[PROBLEM TO SOLVE]:
Repeat the whole listing exactly as it appears.

[WORKING DATA]:

PR #1449, opened 2024-08-08
fix: cross-platform emoji compatibility

### LINKED ISSUE #1446: review use of emojis for cross-platform compatability
_Originally posted by @Araxeus in https://github.com/gitify-app/gitify/issues/1441#issuecomment-2273613028_

> 
> Same but the network error icon isnt even rendering for me (Windows)
> 
> image
> 

This issue is to review all of our emojis to ensure they exist on macOS, Windows and Linux

setchy:
Resolves #1446

Use the [@discordapp/twemoji](https://github.com/discord/twemoji) (a fork of twemoji which supports locally packaged SVGs) to convert emojis into SVGs for cross-platform compatibility.

twemoji supports the latest [Unicode Emoji 15.1](https://unicode.org/emoji/charts-15.1/emoji-released.html)


setchy:
@Araxeus - if you happy to have a few minutes, I'd really appreciate to test this branch locally and confirm that this fixes the emoji compatibility issues on Windows 10.  If not, that's OK too 🙂

Araxeus:
How do I easily test the changes? im not sure how to display them in the app?

setchy:
> How do I easily test the changes? im not sure how to display them in the app? they are locked behind certain conditions right?

Turning off WiFi should trigger the `Network Connectivity` error page which you previously had a broken emoji for

Araxeus:
image

doesn;t seem to work on my Windows machine, does it actually work on your pc?

setchy:
Apologies for that @Araxeus - pushed a fix.  Didn't think that when offline, the app wouldn't be able to fetch the SVG from the CDN 🤦.

Updated to handle offline SVGs for network connectivity loss

src/components/icons/Emoji.tsx
```diff
@@ -0,0 +1,39 @@
...
+
+type TwemojiOptions = {
+  base: string;
+  size: string;
+  ext: string;
+};
+
+export const Emoji: FC<IEmoji> = (props: IEmoji) => {
+  // Generate the HTML for the emoji using twemoji
+  const emojiHtml = twemoji.parse(props.emoji, {
```
setchy, line 17: We could also decide to store ALL emoji svgs locally instead of conditionally routing based on the callback fn below

Araxeus:
I've only just realized they are fetched from cdn... personally I'm not a big fan of this approach - emojis are simple immutable things which could all just be stored locally

Those svg files could even be included in an npm dependency if needed

But i might be a minority with this opinion 🤷‍♂️

setchy:
Thanks for retesting @Araxeus and confirming it works now.

> I've only just realized they are fetched from cdn... personally I'm not a big fan of this approach - emojis are simple immutable things which could all just be stored locally
I agree, this was my initial reaction too. But after some more reading it seems this is a popular approach for x-platform compatibility and used in platforms like Twitter/X (naturally), Discord etc.  Once fetched the first time the assets will be cached in the browser.  

I did consider storing all of the emojis we use as local SVG assets, but was uneasy with the thought of having to maintain them if/as the Unicode Emoji spec evolves.

> Those svg files could even be included in an npm dependency if needed
I did look around for a while but couldn't find any maintained packages for twemoji svgs (eg: https://www.npmjs.com/package/@twemoji/svg)

Araxeus:
> I did look around for a while but couldn't find any maintained packages for twemoji svgs (eg: [npmjs.com/package/@twemoji/svg](https://www.npmjs.com/package/@twemoji/svg))

should be pretty simple to remake this library, i dont know why the author turned off auto updates but it should be kept in sync via github actions - https://github.com/boywithkeyboard-archive/twemoji_svg/blob/b5b7226b48d30c215d45f98cbc55691b616ab685/.github/workflows/update.yml

https://github.com/boywithkeyboard-archive/twemoji_svg/blob/main/update.ts

I could remake this package this weekend

setchy:
Left a comment on https://github.com/jdecked/twemoji/issues/58.  The discord fork https://github.com/discord/twemoji does package SVGs, so perhaps that's an interim route...

src/components/icons/Emoji.tsx
setchy: This is no longer a concern after pivoting to the https://github.com/discord/twemoji fork which contains SVGs with `/dist`

setchy:
Pivoted to https://github.com/discord/twemoji to source all emojis locally from `node_modules`

Araxeus:
Is it not better to individually select emoji's to enable tree shaking? (so that we bundle only the required emojis)

afonsojramos:
> Is it not better to individually select emoji's to enable tree shaking? (so that we bundle only the required emojis)
> 
> not super important unless all the svgs weight alot

Agree with the above!

setchy:
the increased app size with this PR is between 1-2 MB depending on platform.  to me, the proposed solution here is adequate enough for what we're trying to solve.

Araxeus:
I just don't think that packaging the whole svg library serves anything except convenience for the devs

the end users of the app doesn't actually need all those files, for them it's just bloat (it's not really important but could be avoided IMO)

tbh this is really more of a philosophical issue, when you consider the app is already 317MB! of electron bloat on my pc - it doesn't add alot

bmulholland:
@Araxeus If it's indeed 317MB, and the icons are 2MB, then this is 0.6%. From what I understand, e.g. the exe goes from 83->84MB, which is 1.2%. If app size was a concern, which TBH for me it's not, then there's almost certainly bigger gains to be made elsewhere.

If you want to talk about overall app size, "electron bloat," etc, can I suggest a discussion focused on that, perhaps as a dedicated issue? We'd first need to align on prioritization between developer experience and app size. And the impact of the app size and memory usage vs that tradeoff.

[RESULT]:
PR #1449, opened 2024-08-08
fix: cross-platform emoji compatibility

### LINKED ISSUE #1446: review use of emojis for cross-platform compatability
_Originally posted by @Araxeus in https://github.com/gitify-app/gitify/issues/1441#issuecomment-2273613028_

> 
> Same but the network error icon isnt even rendering for me (Windows)
> 
> image
> 

This issue is to review all of our emojis to ensure they exist on macOS, Windows and Linux

setchy:
Resolves #1446

Use the [@discordapp/twemoji](https://github.com/discord/twemoji) (a fork of twemoji which supports locally packaged SVGs) to convert emojis into SVGs for cross-platform compatibility.

twemoji supports the latest [Unicode Emoji 15.1](https://unicode.org/emoji/charts-15.1/emoji-released.html)


setchy:
@Araxeus - if you happy to have a few minutes, I'd really appreciate to test this branch locally and confirm that this fixes the emoji compatibility issues on Windows 10.  If not, that's OK too 🙂

Araxeus:
How do I easily test the changes? im not sure how to display them in the app?

setchy:
> How do I easily test the changes? im not sure how to display them in the app? they are locked behind certain conditions right?

Turning off WiFi should trigger the `Network Connectivity` error page which you previously had a broken emoji for

Araxeus:
image

doesn;t seem to work on my Windows machine, does it actually work on your pc?

setchy:
Apologies for that @Araxeus - pushed a fix.  Didn't think that when offline, the app wouldn't be able to fetch the SVG from the CDN 🤦.

Updated to handle offline SVGs for network connectivity loss

src/components/icons/Emoji.tsx
```diff
@@ -0,0 +1,39 @@
...
+
+type TwemojiOptions = {
+  base: string;
+  size: string;
+  ext: string;
+};
+
+export const Emoji: FC<IEmoji> = (props: IEmoji) => {
+  // Generate the HTML for the emoji using twemoji
+  const emojiHtml = twemoji.parse(props.emoji, {
```
setchy, line 17: We could also decide to store ALL emoji svgs locally instead of conditionally routing based on the callback fn below

Araxeus:
I've only just realized they are fetched from cdn... personally I'm not a big fan of this approach - emojis are simple immutable things which could all just be stored locally

Those svg files could even be included in an npm dependency if needed

But i might be a minority with this opinion 🤷‍♂️

setchy:
Thanks for retesting @Araxeus and confirming it works now.

> I've only just realized they are fetched from cdn... personally I'm not a big fan of this approach - emojis are simple immutable things which could all just be stored locally
I agree, this was my initial reaction too. But after some more reading it seems this is a popular approach for x-platform compatibility and used in platforms like Twitter/X (naturally), Discord etc.  Once fetched the first time the assets will be cached in the browser.  

I did consider storing all of the emojis we use as local SVG assets, but was uneasy with the thought of having to maintain them if/as the Unicode Emoji spec evolves.

> Those svg files could even be included in an npm dependency if needed
I did look around for a while but couldn't find any maintained packages for twemoji svgs (eg: https://www.npmjs.com/package/@twemoji/svg)

Araxeus:
> I did look around for a while but couldn't find any maintained packages for twemoji svgs (eg: [npmjs.com/package/@twemoji/svg](https://www.npmjs.com/package/@twemoji/svg))

should be pretty simple to remake this library, i dont know why the author turned off auto updates but it should be kept in sync via github actions - https://github.com/boywithkeyboard-archive/twemoji_svg/blob/b5b7226b48d30c215d45f98cbc55691b616ab685/.github/workflows/update.yml

https://github.com/boywithkeyboard-archive/twemoji_svg/blob/main/update.ts

I could remake this package this weekend

setchy:
Left a comment on https://github.com/jdecked/twemoji/issues/58.  The discord fork https://github.com/discord/twemoji does package SVGs, so perhaps that's an interim route...

src/components/icons/Emoji.tsx
setchy: This is no longer a concern after pivoting to the https://github.com/discord/twemoji fork which contains SVGs with `/dist`

setchy:
Pivoted to https://github.com/discord/twemoji to source all emojis locally from `node_modules`

Araxeus:
Is it not better to individually select emoji's to enable tree shaking? (so that we bundle only the required emojis)

afonsojramos:
> Is it not better to individually select emoji's to enable tree shaking? (so that we bundle only the required emojis)
> 
> not super important unless all the svgs weight alot

Agree with the above!

setchy:
the increased app size with this PR is between 1-2 MB depending on platform.  to me, the proposed solution here is adequate enough for what we're trying to solve.

Araxeus:
I just don't think that packaging the whole svg library serves anything except convenience for the devs

the end users of the app doesn't actually need all those files, for them it's just bloat (it's not really important but could be avoided IMO)

tbh this is really more of a philosophical issue, when you consider the app is already 317MB! of electron bloat on my pc - it doesn't add alot

bmulholland:
@Araxeus If it's indeed 317MB, and the icons are 2MB, then this is 0.6%. From what I understand, e.g. the exe goes from 83->84MB, which is 1.2%. If app size was a concern, which TBH for me it's not, then there's almost certainly bigger gains to be made elsewhere.

If you want to talk about overall app size, "electron bloat," etc, can I suggest a discussion focused on that, perhaps as a dedicated issue? We'd first need to align on prioritization between developer experience and app size. And the impact of the app size and memory usage vs that tradeoff.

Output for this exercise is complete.